If you, like billions of other people around the world, can’t imagine starting your day without a cup of coffee, you should be aware that there is such a thing as too much coffee, particularly for your bones. Caffeine (in large doses) has been linked to lower bone mass and increased fractures in studies, possibly due to its detrimental effects on calcium absorption.
Recommendation: Doctors recommend that an average adult should drink up to 400 mg of caffeine per day (4 cups of brewed coffee). Even if you have four or less, there’s no need to be worried. If you eat more than that, your bones will suffer.
4. Omega-3 is essential for bone health.
Omega-3 fatty acids have a positive impact on bone mineral density when combined with moderate physical activity. They increase the development of osteoblasts, which are bone-forming cells. Polyunsaturated fatty acids may also aid with osteoporosis and rheumatoid arthritis joint pain.
Recommendation: An average adult (age 18+) requires 1.6 g (male) and 1.1 g (female) of Omega-3 per day, according to the National Institute of Health.
Omega-3 can be found in fatty fish such as walnuts, mackerel, shrimp, chia seeds, and other foods.
3. Take a collagen supplement if you haven’t already.
Did you know that 90 percent of the organic bone mass is collagen? In addition to losing bone density as you age, the body’s collagen level drops significantly, potentially leading to brittle bones and fractures.
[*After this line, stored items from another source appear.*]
PR #161, opened 2015-12-17
Feature phenotips integration 0.001

harindra-a:
Ready for beta testing

### DIFF
--- a/xbrowse_server/base/management/commands/add_individuals_to_project.py
+++ b/xbrowse_server/base/management/commands/add_individuals_to_project.py
@@ -40,9 +40,9 @@ class Command(BaseCommand):
                 if line.strip() == "" or line.startswith('#'):
                     continue
                 indiv_id_list.append(line.strip())
-
             sample_management.add_indiv_ids_to_project(project, indiv_id_list)
 
+        indiv_id_list=None
         if options.get('vcf'):
             vcf_path = options.get('vcf')
             if vcf_path.endswith('.gz'):
@@ -50,19 +50,29 @@ class Command(BaseCommand):
             else:
                 vcf = open(vcf_path)
             indiv_id_list = vcf_stuff.get_ids_from_vcf(vcf)
-            self.__add_individuals_to_phenotips(indiv_id_list,project_id)
-            sample_management.add_indiv_ids_to_project(project, indiv_id_list)
+            #sample_management.add_indiv_ids_to_project(project, indiv_id_list)
 
+        individual_details=None
         if options.get('ped'):
             fam_file = open(options.get('ped'))
-            sample_management.update_project_from_fam(project, fam_file)
+            individual_details = sample_management.update_project_from_fam(project, fam_file)
 
+        #Favor PED file rich information VCF file minimum information to create patients
+        if individual_details is not None:
+          self.__add_individuals_to_phenotips(indiv_id_list,project_id,individual_details)
+        else:
+          if indiv_id_list is not None:
+            self.__add_individuals_to_phenotips(indiv_id_list,project_id)
+          else:
+            print '\nno information in VCF to create patients with\n'
+            sys.exit()
+          
 
     #given a list of individuals add them to phenotips
-    def __add_individuals_to_phenotips(self,individuals,project_id):
+    def __add_individuals_to_phenotips(self,individuals,project_id,patient_details=None):
       '''given a list of individuals add them to phenotips '''
       for individual in  individuals:        
-        create_patient_record(individual,project_id)
+        create_patient_record(individual,project_id,patient_details)
 
         
       
--- a/xbrowse_server/base/management/commands/add_individuals_to_project.py
+++ b/xbrowse_server/base/management/commands/add_individuals_to_project.py
@@ -51,7 +51,7 @@ class Command(BaseCommand):
             else:
                 vcf = open(vcf_path)
             indiv_id_list = vcf_stuff.get_ids_from_vcf(vcf)
-            self.__add_individuals_to_phenotips(indiv_id_list)
+            self.__add_individuals_to_phenotips(indiv_id_list,project_id)
             sample_management.add_indiv_ids_to_project(project, indiv_id_list)
 
         if options.get('ped'):
@@ -60,10 +60,10 @@ class Command(BaseCommand):
 
 
     #given a list of individuals add them to phenotips
-    def __add_individuals_to_phenotips(self,individuals):
+    def __add_individuals_to_phenotips(self,individuals,project_id):
       '''given a list of individuals add them to phenotips '''
       for individual in  individuals:        
-        create_patient_record(individual)
+        create_patient_record(individual,project_id)
 
         
       
--- a/xbrowse_server/base/management/commands/add_individuals_to_project.py
+++ b/xbrowse_server/base/management/commands/add_individuals_to_project.py
@@ -82,9 +82,12 @@ class Command(BaseCommand):
       #for now only using gender information from the PED file.
       for individual in  individual_details:
         id=individual['indiv_id']
-        gender='F'
-        if individual['gender'] == 'male':
+        if individual['gender'] == 'female':
+          gender='F'
+        elif individual['gender'] == 'male':
           gender='M'
+        else:
+          raise ValueError
         extra_details={
                        'gender':gender}
         create_patient_record(id,project_id,extra_details)
--- a/xbrowse_server/base/management/commands/add_individuals_to_project.py
+++ b/xbrowse_server/base/management/commands/add_individuals_to_project.py
@@ -14,25 +14,24 @@ class Command(BaseCommand):
         make_option('--sample-list'),
         make_option('--vcf'),
         make_option('--ped'),
-        make_option('--create_phenotips_patients'),
-        make_option('--phenotips_username'),
-        make_option('--phenotips_password'),
+        make_option('--create_phenotips_patients',
+                    action='store_true',
+                    dest='create_phenotips_patients',
+                    default=False,
+                    help='add this patient to phenotips'),
     )
 
     def handle(self, *args, **options):
       
-        if options['vcf'] is None or options['ped'] is None or len(args)==0:
-          print '\n\nPlease enter a VCF file (--vcf), a PED file (--ped), and a project ID (first positional argument)'
-          print 'for example: python manage.py add_individuals_to_project  myProjectId  --vcf myVcf.vcf  --ped myPed.ped\n'
-          print 'If you also wish to create patients in phenotips, please use the --create_phenotips_patients,--phenotips_username, --phenotips_password to do so. ALL of them are REQUIRED.\n'
+        if len(args)==0 or options['vcf'] is None and options['ped'] is None:
+          print '\n\nPlease enter a VCF file (--vcf), OR IDEALLY A PED file (--ped), and a project ID (first positional argument)'
+          print 'for example: python manage.py add_individuals_to_project  myProjectId --ped myPed.ped\n'
+          print 'If you also wish to create patients in phenotips, please use the --create_phenotips_patients\n'
           sys.exit()
           
-        if options['create_phenotips_patients'] is not None and (options['phenotips_username'] is None or options['phenotips_password'] is None):
-          print '\n\nplease note if you use the --create_phenotips_patients option, both --phenotips_username and --phenotips_password options are REQUIRED.\n\n'
-          sys.exit()
-
         project_id = args[0]
         project = Project.objects.get(project_id=project_id)
+        indiv_id_list=None
 
         if options.get('sample_list'):
             indiv_id_list = []
@@ -42,7 +41,6 @@ class Command(BaseCommand):
                 indiv_id_list.append(line.strip())
             sample_management.add_indiv_ids_to_project(project, indiv_id_list)
 
-        indiv_id_list=None
         if options.get('vcf'):
             vcf_path = options.get('vcf')
             if vcf_path.endswith('.gz'):
@@ -50,29 +48,46 @@ class Command(BaseCommand):
             else:
                 vcf = open(vcf_path)
             indiv_id_list = vcf_stuff.get_ids_from_vcf(vcf)
-            #sample_management.add_indiv_ids_to_project(project, indiv_id_list)
+            sample_management.add_indiv_ids_to_project(project, indiv_id_list)
 
         individual_details=None
         if options.get('ped'):
             fam_file = open(options.get('ped'))
             individual_details = sample_management.update_project_from_fam(project, fam_file)
 
-        #Favor PED file rich information VCF file minimum information to create patients
-        if individual_details is not None:
-          self.__add_individuals_to_phenotips(indiv_id_list,project_id,individual_details)
-        else:
-          if indiv_id_list is not None:
-            self.__add_individuals_to_phenotips(indiv_id_list,project_id)
+        #add to phenotips
+        if options.get('create_phenotips_patients'):
+          #Favor PED file rich information VCF file minimum information to create patients
+          if individual_details is not None:
+            self.__add_individuals_to_phenotips_from_ped(individual_details,project_id)
           else:
-            print '\nno information in VCF to create patients with\n'
-            sys.exit()
-          
+            if indiv_id_list is not None:
+              self.__add_individuals_to_phenotips_from_vcf(indiv_id_list,project_id)
+            else:
+              print '\nno information in VCF to create patients with\n'
+              sys.exit()
+        else:
+          print '\n----not adding these patients to local phenotips instance.----\n'
+            
 
     #given a list of individuals add them to phenotips
-    def __add_individuals_to_phenotips(self,individuals,project_id,patient_details=None):
+    def __add_individuals_to_phenotips_from_vcf(self,individuals,project_id):
       '''given a list of individuals add them to phenotips '''
       for individual in  individuals:        
-        create_patient_record(individual,project_id,patient_details)
+        create_patient_record(individual,project_id)
+        
+    #given a list of individuals add them to phenotips
+    def __add_individuals_to_phenotips_from_ped(self,individual_details,project_id,):
+      '''given a list of individuals add them to phenotips '''
+      #for now only using gender information from the PED file.
+      for individual in  individual_details:
+        id=individual['indiv_id']
+        gender='F'
+        if individual['gender'] == 'male':
+          gender='M'
+        extra_details={
+                       'gender':gender}
+        create_patient_record(id,project_id,extra_details)
 
         
       
--- a/xbrowse_server/base/management/commands/add_individuals_to_project.py
+++ b/xbrowse_server/base/management/commands/add_individuals_to_project.py
@@ -24,8 +24,8 @@ class Command(BaseCommand):
     def handle(self, *args, **options):
       
         if len(args)==0 or options['vcf'] is None and options['ped'] is None:
-          print '\n\nPlease enter a VCF file (--vcf), OR IDEALLY A PED file (--ped), and a project ID (first positional argument)'
-          print 'for example: python manage.py add_individuals_to_project  myProjectId --ped myPed.ped\n'
+          print '\n\nPlease enter a VCF file (--vcf), OR IDEALLY A PED file (--ped), and a project ID (first positional argument).'
+          print 'For example: python manage.py add_individuals_to_project  myProjectId --ped myPed.ped\n'
           print 'If you also wish to create patients in phenotips, please use the --create_phenotips_patients\n'
           sys.exit()
           
--- a/xbrowse_server/base/management/commands/add_individuals_to_project.py
+++ b/xbrowse_server/base/management/commands/add_individuals_to_project.py
@@ -11,14 +11,23 @@ from xbrowse_server.phenotips.utilities import create_patient_record
 class Command(BaseCommand):
 
     option_list = BaseCommand.option_list + (
-        make_option('--sample-list'),
-        make_option('--vcf'),
-        make_option('--ped'),
-        make_option('--create_phenotips_patients',
+        make_option('--sample-list',
                     action='store_true',
-                    dest='create_phenotips_patients',
+                    dest='sample-list',
                     default=False,
-                    help='add this patient to phenotips'),
+                    help='A sample list to gather patient information from.'),
+        make_option('--vcf',
+                    action='store_true',
+                    dest='vcf',
+                    default=False,
+                    help='A VCF file to gather patient information from.'
+                    ),
+        make_option('--ped',
+                    action='store_true',
+                    dest='ped',
+                    default=False,
+                    help='A PED file to gather patient information from (PREFERRED due to richer information set).'
+                    ),
     )
 
     def handle(self, *args, **options):
@@ -31,7 +40,6 @@ class Command(BaseCommand):
           
         project_id = args[0]
         project = Project.objects.get(project_id=project_id)
-        indiv_id_list=None
 
         if options.get('sample_list'):
             indiv_id_list = []
@@ -50,47 +58,8 @@ class Command(BaseCommand):
             indiv_id_list = vcf_stuff.get_ids_from_vcf(vcf)
             sample_management.add_indiv_ids_to_project(project, indiv_id_list)
 
-        individual_details=None
         if options.get('ped'):
             fam_file = open(options.get('ped'))
             individual_details = sample_management.update_project_from_fam(project, fam_file)
 
-        #add to phenotips
-        if options.get('create_phenotips_patients'):
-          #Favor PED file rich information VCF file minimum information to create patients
PR #189, opened 2016-05-04
Integration

bw2:


settings.py
```diff
@@ -224,7 +224,7 @@
 
 # when set to None, this *disables* the PhenoTips interface for all projects. If set to a list of project ids, it will
 # enable the PhenoTips interface for *all* projects except those in the list.
-PROJECTS_WITHOUT_PHENOTIPS = None
+PROJECTS_WITHOUT_PHENOTIPS = ('test')
```
bw2: we should probably leave this None so phenotips integration is disabled by default

PR #296, opened 2018-03-01
Gene level notes

hanars:


hanars:
I still need to fix a few small bugs with saving variant notes and how things look in modals, but most of this is ready to go

xbrowse_server/api/utils.py
```diff
@@ -253,6 +253,12 @@ def add_extra_info_to_variants_project(reference, project, variants):
     add_clinical_info_to_variants(variants)
 
 
+def add_notes_to_genes(genes, user):
+    for gene in genes:
+        notes = list(GeneNote.objects.filter(gene_id=gene['gene_id']).order_by('date_saved'))
```
bw2: minor point - no need to convert to list here

xbrowse_server/api/views.py
```diff
@@ -661,6 +662,86 @@ def add_or_edit_variant_tags(request):
...
 
 
+@login_required
+@log_request('delete_gene_note')
+def delete_gene_note(request, note_id):
+    ret = {
+        'is_error': False,
+    }
+
+    notes = GeneNote.objects.filter(id=note_id)
```
bw2: another minor point, but single object lookups, may be better to use this pattern instead of GeneNote.objects.filter:
```
try:
    note = GeneNote.objects.get(id=note_id)
    ...
except ObjectDoesNotExist:
    ret['is_error'] = True
```

xbrowse_server/api/views.py
```diff
@@ -661,6 +662,86 @@ def add_or_edit_variant_tags(request):
...
+    if not form.is_valid():
+        return JSONResponse({
+            'is_error': True,
+            'error': server_utils.form_error_string(form)
+        })
+
+    if form.cleaned_data.get('note_id'):
+        event_type = "edit_gene_note"
+
+        notes = GeneNote.objects.filter(
```
bw2: would again use `GeneNote.objects.get` instead of `GeneNote.objects.filter`, and query just by note_id since that should be unique. Maybe it can go in a `get_note_or_error(..)` func. that does both the lookup and permissions check.

xbrowse_server/api/forms.py
```diff
@@ -283,3 +283,9 @@ def clean(self):
                 continue
             cleaned_data['project_tags'].append(ProjectTag.objects.get(project=self.project, tag=tag_text))
         return cleaned_data
+
+
+class GeneNoteForm(forms.Form):
+    gene_id = forms.CharField(max_length=20)
+    note_text = forms.CharField(max_length=1000)
```
bw2: 1000 seems short. Would increase or change to a TextField?

xbrowse_server/staticfiles/js/base/gene_details.js
```diff
@@ -17,15 +18,57 @@ window.GeneDetailsView = Backbone.View.extend({
 
     template: _.template($('#tpl-gene-modal-content').html()),
 
+    bindEvents: function(){
```
bw2: can you use `events:` here?
Similar to `select_variants.js`
```
    events: {
        "change #variant-presets-select": "standardSelectChange",
        "click a.toggle-annotation-details": "toggleAnnotDetails",
        ...
    }

```

xbrowse_server/staticfiles/js/base/add_note.js
```diff
@@ -0,0 +1,122 @@
...
+	        submit_to_clinvar: this.$('#submit_to_clinvar').is(':checked'),
+            tags: '',
+        };
+    }
+});
+
+window.AddOrEditGeneNoteView = AddOrEditNoteView.extend({
+
+    note_type: 'Gene',
+    allow_clinvar_submission: false,
```
bw2: no need for clinvar submission field for GeneNotes

xbrowse_server/staticfiles/js/base/xbrowse.js
```diff
@@ -26,7 +27,10 @@ window.ModalQueueView = Backbone.View.extend({
     },
 
     hide: function() {
-    	this.$('.modal').modal('hide');
+        // Only hide if not already hidden
+        if (this.$('.modal').hasClass('in')) {
```
bw2: thanks for fixing modals!

xbrowse_server/api/forms.py
```diff
@@ -283,3 +283,9 @@ def clean(self):
...
+    note_id = forms.CharField(max_length=10, widget=forms.HiddenInput, required=False)
```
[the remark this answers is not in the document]
hanars: for edits note_id would be present

PR #300, opened 2018-03-06
Update constraint scores

hanars:
This refactors the way we do reference_settings so that when files change in the future you only need to change one constant instead fo three settings files.

This also changes the gene tags to use an updated constraint scores file that doesn't exist yet


anneodonnell:
Here are the updated gnomAD constraint scores from Konrad. I think this is the right ticket to put this in but I can make a new one if needed. https://storage.googleapis.com/gnomad-public/release/2.1.1/constraint/gnomad.v2.1.1.lof_metrics.by_gene.txt.bgz

hanars:
Hi Anne, this is actually an old pull request, not a ticket. I don;t think there is a ticket for updating constraint scores, so please make a new one

PR #335, opened 2018-03-26
Functional data

hanars:


xbrowse_server/api/forms.py
```diff
@@ -285,6 +285,21 @@ def clean(self):
         return cleaned_data
 
 
+class VariantFunctionalDataForm(forms.Form):
+    class TagsField(forms.TypedMultipleChoiceField):
+        def to_python(self, value):
+            return value
+
+        def valid_value(self, value):
+            return type(value) is dict and {'tag', 'metadata'}.issuperset(value) and type(value.get('tag')) in (unicode, basestring)
```
bw2: cool use of issuperset

xbrowse_server/api/views.py
```diff
@@ -612,11 +613,9 @@ def add_or_edit_variant_tags(request):
             form.cleaned_data['xpos'],
             form.cleaned_data['ref'],
             form.cleaned_data['alt'],
+            force_create=True
```
bw2: I think it's better to leave the `force_create` logic outside of `get_single_variant(..)` since it only occurs in 2 places. 
A `get` method with 2 possible return values (the found variant or None) seems easier to understand.

PR #343, opened 2018-04-03
Single page app

hanars:


ui/redux/utils/reducerFactories.js
```diff
@@ -240,3 +240,46 @@ export const createObjectsByIdReducer = (updateActionType, initialState = {}, de
 
   return reducer
 }
+
+
+/**
+ * Factory function that creates a reducer for managing a state object that looks like:
+ *
+ * {
+ *    loading: false,
```
bw2: I'd vote for renaming `loading` => `isLoading` and `error` => `errorMessage` so it's easier to guess the var type.

ui/redux/rootReducer.js
```diff
@@ -0,0 +1,67 @@
...
+      (e) => { throw new SubmissionError({ _error: e.message }) },
+    ).post(values)
+  }
+}
+
+// root reducer
+const rootReducer = combineReducers(Object.assign({
+  projectCategoriesByGuid: createObjectsByIdReducer(UPDATE_PROJECT_CATEGORIES_BY_GUID),
+  projectsByGuid: createObjectsByIdReducer(RECEIVE_PROJECTS),
+  projectsLoading: loadingReducer(REQUEST_PROJECTS, RECEIVE_PROJECTS),
```
bw2: Similarly would rename this to getProjectsIsLoading

ui/redux/rootReducer.js
```diff
@@ -0,0 +1,67 @@
...
+  user: zeroActionsReducer,
+  form: formReducer,
+}, dashboardReducers))
+
+export default rootReducer
+
+// basic selectors
+export const projectsLoading = state => state.projectsLoading.loading
```
bw2: Similarly would rename this to getProjectsIsLoading

ui/redux/rootReducer.js
```diff
@@ -0,0 +1,67 @@
...
+      },
+      e => dispatch({ type: RECEIVE_PROJECTS, error: e.message, updatesById: {} }),
+    ).get()
+  }
+}
+
+export const updateProject = (values) => {
+  return (dispatch) => {
+    const urlPath = values.projectGuid ? `/api/project/${values.projectGuid}` : '/api/project'
+    const projectField = values.projectField ? `_${values.projectField}` : ''
```
bw2: Can this line be deleted and then just do
`${urlPath}/${action}_project_${values.projectField}` ?

Also would it be better to just return immediately if values.projectField is null?

It might be worth adding /** .. */ docs explaining what the `values` arg is.

hanars: well most of the time you are updating  projects with no specific fields so not having a project field makes sense and you end up with urls like `create_project`, `update_project`etc 

The reason projectField exists as an option at all is for `update_project_categories` which needs to be a separate url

Recommendation: Include seafood, bone broth, and bell peppers in your diet to get collagen naturally. However, since it’s difficult to get the necessary amount of antioxidants from these items, you may want to try alternatives and follow the dosage instructions.
Collagen can be found in a variety of foods, including eggs, bone broth, citrus fruits, gelatin, bell peppers, pumpkin seeds, and more.
2. Get enough protein in your diet.
Protein consumption has been related to a higher index of bone density in a variety of studies. Calcium and protein, in fact, work together to keep your bones safe. Protein intake should be 0.8 grams per kilogram of body weight, according to Harvard Health. However, before starting a high-protein diet, talk with your doctor because there is such a condition as too much calcium, which may trigger medical problems.
Seafood, white-meat poultry, milk, cheese, eggs, beans, and so on are all healthy sources of protein.
1. Keep your salt intake to a minimum.
Excess sodium consumption, according to Japanese scientists, puts your bone health at risk. The majority of us get sodium through table salt, which is bad since it triggers calcium loss, which can result to thin, weak bones. So, if you want to avoid osteoporosis, you should rethink your diet, particularly your sodium intake.
The American Heart Association recommends that most adults take no more than 2,300 mg per day, with an ideal limit of no more than 1,500 mg per day.
Women (age 50+) have a 4 times higher risk of osteoporosis than men of the same age, according to studies. It’s probably the best time to actually follow a healthier lifestyle and understand the value of daily physical activity, even though it’s a long-term process that requires time.
Family history: Whether one or both of your parents have been diagnosed with osteoporosis, you have a genetic predisposition to develop the condition as well.